When it was announced in late November 2008 that Orijen Pet Foods was recalling cat food due to the death of five cats in Australia, many pet owners all over the world were frightened. Although no certain determination to the cause of the illnesses in Australia has been made, the pet food line feels irradiation is the cause.

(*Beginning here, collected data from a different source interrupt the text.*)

Issue #757, opened 2016-01-25
"No such file or directory" error by Bio.PDB.DSSP


rraadd88:
I have 1MOT.pdb in the working directory. When I run the example bit taken from [here](http://biopython.org/DIST/docs/api/Bio.PDB.DSSP%27.DSSP-class.html). 

<pre><code>
p = PDBParser()
structure = p.get_structure("1MOT", "1MOT.pdb")
model = structure[0]
dssp = DSSP(model, "1MOT.pdb")
</code></pre>

I get this error :

<pre><code>
---------------------------------------------------------------------------
OSError                                   Traceback (most recent call last)
<ipython-input-12-e056ad12049f> in <module>()
----> 1 dssp = DSSP(model, "1MOT.pdb")

/lib/python2.7/site-packages/Bio/PDB/DSSP.pyc in __init__(self, model, pdb_file, dssp)
    252         """
    253         # create DSSP dictionary
--> 254         dssp_dict, dssp_keys = dssp_dict_from_pdb_file(pdb_file, dssp)
    255         dssp_map = {}
    256         dssp_list = []

/lib/python2.7/site-packages/Bio/PDB/DSSP.pyc in dssp_dict_from_pdb_file(in_file, DSSP)
    107     # gives unicode handles rather than bytes handles.
    108     p = subprocess.Popen([DSSP, in_file], universal_newlines=True,
--> 109                          stdout=subprocess.PIPE, stderr=subprocess.PIPE)
    110     out, err = p.communicate()
    111 

/lib/python2.7/subprocess.pyc in __init__(self, args, bufsize, executable, stdin, stdout, stderr, preexec_fn, close_fds, shell, cwd, env, universal_newlines, startupinfo, creationflags)
    708                                 p2cread, p2cwrite,
    709                                 c2pread, c2pwrite,
--> 710                                 errread, errwrite)
    711         except Exception:
    712             # Preserve original exception in case os.close raises.

/lib/python2.7/subprocess.pyc in _execute_child(self, args, executable, preexec_fn, close_fds, cwd, env, universal_newlines, startupinfo, creationflags, shell, to_close, p2cread, p2cwrite, c2pread, c2pwrite, errread, errwrite)
   1333                         raise
   1334                 child_exception = pickle.loads(data)
-> 1335                 raise child_exception
   1336 
   1337 

OSError: [Errno 2] No such file or directory 
</code></pre>

Any help?
My guess is this bit in DSSP.py 
</code></pre>
[...]

PR #761, opened 2016-01-26
Added check for DSSP executable

JoaoRodrigues:
As suggested in issue #757 .


JoaoRodrigues:
@peterjc After spending some time looking at possible ways of properly fixing this, I think it's better to adopt the AbstractCommandline wrapper for DSSP (and NACCESS) as it provides a much nicer interface and ties in better with the rest of the codebase. Will work on it. Thanks for the extra pair of eyes here..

The irradiation of foods has long been a center of controversy. The FDA continues to approve more foods to be irradiated, and Canada follows. According to an FDA pamphlet, "So far, the FDA has approved irradiation of the following foods to enhance their safety: raw meat, raw poultry, shell eggs, seeds for growing sprouts, and herbs and spices. The FDA has also approved low-dose irradiation of foods to kill insect pests and to extend shelf life." http://www.nclnet.org/publications/irradiation.pdf

However Rosalie Bertell, Ph.D. in a paper written for the International Institute of Concern for Public Health, has very opposing views on irradiation than the FDA. Food Irradiation Dr. Bertell explains that irradiation is a method used to slow the death or decay process once a fruit is picked or meat producing animal is killed. Although the FDA, USDA, and EPA all claim that irradiation of food prevents bacteria growth, Dr. Bertell states that irradiation does not have the "ability to differentiate between desirable and undesirable bacteria."

Most governments that approve the irradiation of food, do so with the belief that irradiation kills dangerous bacteria, the prevention of spreading salmonella and botulism are frequently noted. Dr. Bertell states "Clostridium Botulinum resists irradiation below the 10-kilogray upper-limit for food processing. The toxin produced by Clostridium Botulinum can cause botulism. It flourishes in anaerobic (oxygen free) conditions. This deadly pathogen would not be destroyed by irradiation and in fact could even thrive."

Dr. Bertell also makes some startling claims that reinforce the suspicion that the Australian Orijen Cat Food was damaged by irradiation. "Both the U.S. FDA. and the Science Council of Canada attempt to minimize the effects of food irradiation by quoting a report from Ames, Iowa, July 1986, (Report No. 9, Council for Agricultural Science and Technology) saying that each kilogray of ionizing radiation breaks only 6 chemical bonds out of 10 million in food. This makes the magnitude, the nature and the biological impact of the breaks seem small. However, in 100 millilitres (or 0.1 litre) of water there are 5-gram moles, that is 1025 molecules. At the low-dose of one kilogray, 6 times 1018 chemical bonds are broken creating the hydroxyl radical, one of the most reactive entities known in biochemistry. Water makes up some 80% of most foods."

Now, Imagine a pet food, with 80 to 100 different ingredients, millions of different chemical bonds involved, all being slightly altered through irradiation; the possibilities of problems are overwhelming.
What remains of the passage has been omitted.